**EXERCISE OBJECTIVE**
Your job is to reproduce all of the data exactly.

(Source records)
PR #3831, opened 2022-09-14
Multipart blueprint upload: PR review changes

tehasdf:
See commits separately

### DIFF
--- a/rest-service/manager_rest/rest/resources_v3_1/blueprints.py
+++ b/rest-service/manager_rest/rest/resources_v3_1/blueprints.py
@@ -91,10 +91,12 @@ class BlueprintsId(resources_v2.BlueprintsId):
         """
         rest_utils.validate_inputs({'blueprint_id': blueprint_id})
 
-        args = (
-            json.loads(request.form.get('params', '{}'))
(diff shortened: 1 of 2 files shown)


rest-service/manager_rest/rest/resources_v3_1/blueprints.py
```diff
@@ -91,10 +91,12 @@ def put(self, blueprint_id, **kwargs):
...
 
-        args = (
-            json.loads(request.form.get('params', '{}'))
-            or dict(request.args)
-        )
+        args = None
+        form_params = request.form.get('params')
+        if form_params:
+            args = json.loads(form_params)
+        if not args:
```
geokala, line 98: This should maybe be 'if args is not None', given that args could be {} if form params were passed in, but empty?
Are we likely to care about that condition?

geokala (approved):

rest-service/manager_rest/rest/resources_v3_1/blueprints.py
tehasdf: I note that it was the same before this change! But also, well, why not. Might as well check args.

**TASK ANSWER**
PR #3831, opened 2022-09-14
Multipart blueprint upload: PR review changes

tehasdf:
See commits separately

### DIFF
--- a/rest-service/manager_rest/rest/resources_v3_1/blueprints.py
+++ b/rest-service/manager_rest/rest/resources_v3_1/blueprints.py
@@ -91,10 +91,12 @@ class BlueprintsId(resources_v2.BlueprintsId):
         """
         rest_utils.validate_inputs({'blueprint_id': blueprint_id})
 
-        args = (
-            json.loads(request.form.get('params', '{}'))
(diff shortened: 1 of 2 files shown)


rest-service/manager_rest/rest/resources_v3_1/blueprints.py
```diff
@@ -91,10 +91,12 @@ def put(self, blueprint_id, **kwargs):
...
 
-        args = (
-            json.loads(request.form.get('params', '{}'))
-            or dict(request.args)
-        )
+        args = None
+        form_params = request.form.get('params')
+        if form_params:
+            args = json.loads(form_params)
+        if not args:
```
geokala, line 98: This should maybe be 'if args is not None', given that args could be {} if form params were passed in, but empty?
Are we likely to care about that condition?

geokala (approved):

rest-service/manager_rest/rest/resources_v3_1/blueprints.py
tehasdf: I note that it was the same before this change! But also, well, why not. Might as well check args.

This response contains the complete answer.